Task requirements :: If a line in the entries below contains "misc", copy it.

Dataset extract ::
PR #241, opened 2024-01-09
Normalize date creation for calculations and displays

plocket:
Locale wasn't really the problem. The code just needed to be consistent about using local time vs. UTC time. It lines up now.


nonprofittechy (approved):
Looks like an elegant fix. Thank you!

PR #258, opened 2024-06-17
Testing publish action

BryceStevenWilley:


BryceStevenWilley:
Woo, works!

Was testing some changes from https://github.com/SuffolkLITLab/ALActions/pull/26 to make sure that it didn't affect things that didn't use numpy as directly, looks like it does.

PR #264, opened 2024-07-30
Add a few utility functions for DOCX templates - handle None values and Other for checkboxes and radio buttons

### LINKED ISSUE #263: Add a "notnone" function?
```
def notnone(val):
    if val is None:
       return ""
    return val
```

nonprofittechy:
Fix #263

This pull request introduces three new utility functions to enhance template handling and prevent unwanted placeholder text (e.g., "None" or "Other") from appearing in the output. These functions are designed to help write more readable template code.

### none_to_empty

```python
def none_to_empty(val: Any):
    """If the value is None or "None", return a DAEmpty value. Otherwise return the value."""
```
* Purpose: Replaces None or the string "None" with a DAEmpty value to ensure that these placeholders do not appear in the final output.
* Use Case: Particularly useful when handling optional fields, such as radio buttons that may not be selected.

### option_or_other

```python
def option_or_other(
    variable_name: str, other_variable_name: Optional[str] = None
) -> str:
    """If the variable is set to 'Other', return the value of the 'other' variable. Otherwise return the value of the variable."""
```

* Purpose: Handles the scenario where a variable is set to "Other" by returning the corresponding "other" variable's value.
* Use Case: Useful in dropdowns or radio buttons where "Other" is an option, ensuring the actual value provided by the user is displayed instead of the placeholder.

### true_values_with_other

```python
def true_values_with_other(
    variable_name: str, other_variable_name: Optional[str] = None
) -> List[str]:
    """Return a list of values that are True, with the value of the 'other' variable appended to the end of the list."""
```
* Purpose: Collects all True values from a variable, replacing any instances of "Other" with the actual value of the corresponding "other" variable.
* Use Case: Ideal for handling multi-select fields where "Other" might be an option, ensuring the specific user input is included in the results.

### Test case
[test_new_functions.docx](https://github.com/user-attachments/files/16432658/test_new_functions.docx)

```yaml
---
modules:
  - .misc
---
mandatory: True
question: |
attachment:
  docx template file: test_new_functions.docx
---
question: |
  Answer some Qs
fields:
  - Pick one: selected_option
    choices:
      - Option A
      - Option B
      - Other
  - Other: selected_option_other
    show if:
      variable: selected_option
      is: Other
  - Pick a few: checkbox_test
    datatype: checkboxes
    choices:
      - A
      - B
      - C
      - other
  - Other: checkbox_test_other
    show if: checkbox_test["other"]
  - Pick yes no or leave blank: possibly_empty_value
    datatype: radio
    required: False
    choices:
      - Something
      - Other
```

### DIFF
--- a/docassemble/ALToolbox/misc.py
+++ b/docassemble/ALToolbox/misc.py
@@ -1,36 +1,41 @@
-from typing import Dict, List, Optional, TypedDict, Union
+from typing import Any, Dict, List, Optional, TypedDict, Union
 
 from base64 import b64encode
 from decimal import Decimal
 import docassemble.base.functions
 from docassemble.base.util import (
-    defined,
-    value,
-    showifdef,
-    space_to_underscore,
     action_button_html,
     Address,
-    word,
+    DADict,
+    DAEmpty,
+    defined,
+    showifdef,
+    space_to_underscore,
     user_has_privilege,
+    value,
+    word,
 )
 import re
 
 __all__ = [
-    "shortenMe",
-    "thousands",
-    "tel",
-    "fa_icon",
-    "space",
-    "yes_no_unknown",
-    "number_to_letter",
-    "collapse_template",
-    "tabbed_templates_html",
-    "review_widget",
-    "sum_if_defined",
     "add_records",
-    "output_checkbox",
-    "nice_county_name",
     "button_array",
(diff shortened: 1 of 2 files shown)


samglover (approved):
LGTM

PR #268, opened 2024-12-04
Add 'include_a_year' helper function for validation of free-text date fields

nonprofittechy:
Tests are currently not passing because of a breaking change in Docassemble 1.6 that only affects the test, not the runtime (tests aren't able to discover the docassemble.base package).


samglover (approved):
LGTM

Issue #286, opened 2025-09-03
make lists of attributes in documentation for al_income easier to read


ekressmiller:
Apologies if this is not the right place for this.

I was using some al_income objects the other day and noticed that in the [documentation on the Suffolk lit lab page](https://assemblyline.suffolklitlab.org/docs/components/ALToolbox/al_income), the lists of attributes are quite difficult to scan. It would be helpful if each attribute started on a new line or something thing like that.

<img width="995" height="218" alt="Image" src="https://github.com/user-attachments/assets/6df8394a-382b-4651-b191-6b2f28bc0739" />

nonprofittechy:
Fixed in #294

BryceStevenWilley:
Yeah, I missed #294, but looks like the attributes need to be indented, the type wrapped in parenthesis (not curly braces), and have a colon between the name/type and the description.

Something like this works locally:

```
    Attributes:
        .value (str | float | Decimal): A number representing an amount of money accumulated during
            the `times_per_year` of this income.
        .times_per_year (float | Decimal): Represents a number of the annual frequency of
            the income. E.g. 12 for a monthly income.
        .source (str): (Optional) The "source" of the income, like a "job" or a "house".
        .display_name (str): (Optional) If present, will have a translated string to show the
            user, as opposed to a raw english string from the program
```

I'll try to make a PR to fix that part soon.

nonprofittechy:
@BryceStevenWilley no worries, I'm making the PR now :)

I was focusing on the bigger formatting challenge and missed this particular one.

PR #299, opened 2025-09-15
Better use of Google's official docstring format

nonprofittechy:
Correct fix for #286


BryceStevenWilley (approved):
LGTM for the attribute fixes. The examples changes didn't really fix much, but that can be fixed later probably.

Image

PR #305, opened 2025-10-30
Add new extract_fields_from_file function, with examples

nonprofittechy:
1. Adds dependency on Microsoft Markitdown for file conversion, allowing to handle XLSX, DOCX, etc.
2. when the filetype is PDF, uses OpenAI vision API, which is more accurate


nonprofittechy:
Going to merge this; it's a minimal, tested, new feature. But comments welcome.

Issue #1920, opened 2023-04-07
Implement stage effect applier for the note and the lyric.


andy840119:
Continuous of issue #1919.

Guess should create the processor to convert the stage element(s) into the thansformer.
And the will create the stage processor for the lyric and the note.

andy840119:
The next step is implement algorithm for calculate the lyric moving timing point(#1906)
And think about how to apply the effect(#1920)

andy840119:
todo:
- [ ] Actually apply the applier to the note and lyric. 
- [ ] Actually apply the applier to the playfied.
- [ ] Should create a case for the #1914 because translate/singer position might not always follow the `lyric`.

PR #1930, opened 2023-04-13
Implement stage effect applier for the note and the lyric.

andy840119:
Implement the model part of the #1920.

What's done in this PR:
1. define the applier for the lyric and the note.
2. use the applier in the lyric and the note.


andy840119:
Not really sure will change the architecture before implement the animation layout.
But it's enough for the classic and the default stage info.

andy840119:
幹這個 CI 越來越慢了QQ

PR #1938, opened 2023-04-16
Implement the playfield stage applier.

andy840119:
Implement part of #1920.
Will use this stage applier for able to change the arrangement if using different stage.


andy840119:
Note:
the benefit to use the `TransformSequence<LyricPlayfield> transformSequence` is because we might able to roll-back the property in the lyric playfied like:
```csharp
protected override void UpdateLyricPlayfieldArrangement(TransformSequence<LyricPlayfield> transformSequence, bool displayNotePlayfield)
{
    transformSequence.TransformTo(nameof(LyricPlayfield.RelativePositionAxes), Axes.X);
}
```

PR #1955, opened 2023-04-23
Implement classic stage applier.

andy840119:
image
Seems able to make the PR because most of the part in the hit-object/playfield stage applier has been implemented.

What's done in this PR:
- Adjust some small part in the classic layout/timing auto-generator.
- Add more params in the classic stage definition.
- Implement the hit-object applier.
- Implement the playfield applier.


andy840119:
Guess should still give it a merge because local test passed.

PR #1956, opened 2023-04-24
Implement the stage info generator selector.

andy840119:
Implement the selector for able to select the stage info want to generate.


andy840119:
Guess we should rename some methods in the `IBeatmapStagesChangeHandler` to make it more generic.
Maybe should inherit the `IAutoGenerateChangeHandler` because the stage is being generated also?

Issue #1957, opened 2023-04-24
Separate the auto-generate logic in the LyricAutoGenerateChangeHandler.


andy840119:
I think it might not be a good way to collect all the generators into single change handler.

Guess should remove the `LyricAutoGenerateChangeHandler` eventually.

andy840119:
I think `AutoGenerateSubsection` should include the generator inherit the `IAutoGenerateChangeHandler`?
But it will not able to call the change handler if inherit other kind of `IAutoGenerateChangeHandler` (e.g. `IAutoGenerateChangeHandler<T>`)

Need more think about this.

andy840119:
Implemented, nice.

andy840119:
It might not be a good idea if one property has more than 2 generators.

In #2004, time-tags change handler has 2 generator
- generate the time-tags.
- generate the romaji inside the time-tags.

Guess should be better to collect all generators again.

PR #1958, opened 2023-04-24
Separate the auto-generate logic in the LyricAutoGenerateChangeHandler.

andy840119:
Closes issue #1957.
As we are already use one change handler to edit one property in the lyric, we should move the auto-generator logics into those change handlers.


andy840119:
Use one change handler to edit one property does not means one property only has exactly one generator Orz.

PR #1960, opened 2023-04-26
Should invlidate the working property in the mod because the stage will apply to the hit-object while selecting them in the song selection.

andy840119:
What's done in this issue:
1. Change the mod should invalidate all the working property that is related to the stage info.
2. Adjust some properties in the stage mod.
3. Add the mod into the karaoke ruleset.

### DIFF
--- a/osu.Game.Rulesets.Karaoke/Mods/ModStage.cs
+++ b/osu.Game.Rulesets.Karaoke/Mods/ModStage.cs
@@ -3,9 +3,12 @@
 
 using System;
 using System.Linq;
+using osu.Framework.Extensions.IEnumerableExtensions;
 using osu.Game.Beatmaps;
 using osu.Game.Rulesets.Karaoke.Beatmaps;
 using osu.Game.Rulesets.Karaoke.Beatmaps.Stages;
+using osu.Game.Rulesets.Karaoke.Objects;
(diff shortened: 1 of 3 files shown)


osu.Game.Rulesets.Karaoke/Mods/ModStage.cs
```diff
@@ -37,6 +33,15 @@ public void ApplyToBeatmap(IBeatmap beatmap)
...
         karaokeBeatmap.CurrentStageInfo = matchedStageInfo ?? CreateStageInfo(karaokeBeatmap)!;
+
+        // should invalidate the working property here because the stage info is changed.
+        // has the same logic in the beatmap processor.
+        beatmap.HitObjects.OfType<Lyric>().ForEach(x =>
+        {
+            x.InvalidateWorkingProperty(LyricWorkingProperty.Timing);
+            x.InvalidateWorkingProperty(LyricWorkingProperty.EffectApplier);
+        });
+        beatmap.HitObjects.OfType<Note>().ForEach(x => x.InvalidateWorkingProperty(NoteWorkingProperty.EffectApplier));
```
andy840119, line 44: Remove this code if make the stage into individual namespace and give it something like `stage processor`.
We will move all the stage invalidate logic into there.

PR #1961, opened 2023-04-26
Remove the support for able to convert the `.nkmproj` (Nicokara file extension) into the skin.

andy840119:
Because the `nicokara format` will have lot's of data loss if convert to the skin/classic stage ;_;


andy840119:
image
Damn the .nkmproj file is fat 😂

PR #1967, opened 2023-04-30
Updating main project to use File Scoped Namespaces.

andy840119:
image
Last part of #1754


andy840119:
Damn, i forgot will trigger the CD.

Issue #1971, opened 2023-05-02
Should be able to click the error info to show all the invalid rows.


andy840119:
![image](https://user-images.githubusercontent.com/9100368/235728440-db9298d7-5d95-48cf-b642-f23f6f7a9329.png)
After click the error in here.

![image](https://user-images.githubusercontent.com/9100368/235728500-8de52945-7726-4281-9ca3-d8c418302994.png)
Should be useful if able to show the table like how edit time-tag mode did in the popover.
User can click to navigate to the target edit mode with just a click.

andy840119:
Implemented.

PR #1975, opened 2023-05-03
Should be able to click the error info to show all the invalid rows.

andy840119:
image
Closes issue #1971.


andy840119:
Not very sure how to show the scrollbar if has too much rows.
But it's OK for now.

PR #1979, opened 2023-05-05
Add the damn separators into the toolbar.

andy840119:
image
What's done in this PR:
- Add the separator between moving buttons and the edit buttons
- Add the moving buttons for the texting mode.
- Create the easier way to get the SubMode with target type.


andy840119:
總覺得 CI 速度變快了?

PR #1980, opened 2023-05-06
Use utils to get the value by state.

andy840119:
Should use:
```csharp
var value = TextIndexUtils.GetValueByState(textIndex, startValue, endValue);
```

to replace:
```csharp
var value =  state switch
{
    TextIndex.IndexState.Start => startValue,
    TextIndex.IndexState.End => endValue,
    _ => throw new ArgumentOutOfRangeException(nameof(state))
};
```


andy840119:
maybe we should add the alert if use switch with `TextIndex.IndexState`?

PR #1981, opened 2023-05-06
Refactor caret position provide method

andy840119:
What's done in this PR:
1. Add the test case for the `InteractableKaraokeSpriteText`.
2. Test case is able to show what's get by the position and see the element's rect or position.
3. Re-write the method for able to get the element or element position by different type(see: https://karaoke-dev.notion.site/Refactor-method-in-the-InteractableKaraokeSpriteText-35b05a5a55b64e5cbf5ae30a075f1917)
4. Remove some old interfaces and use the new one.

image
image
And it's the demo that we can get the rect by character or indicator(spacing between characters).


andy840119:
這次就先讓你 merge 了
下不為例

Output for this task ::
  - .misc
--- a/docassemble/ALToolbox/misc.py
+++ b/docassemble/ALToolbox/misc.py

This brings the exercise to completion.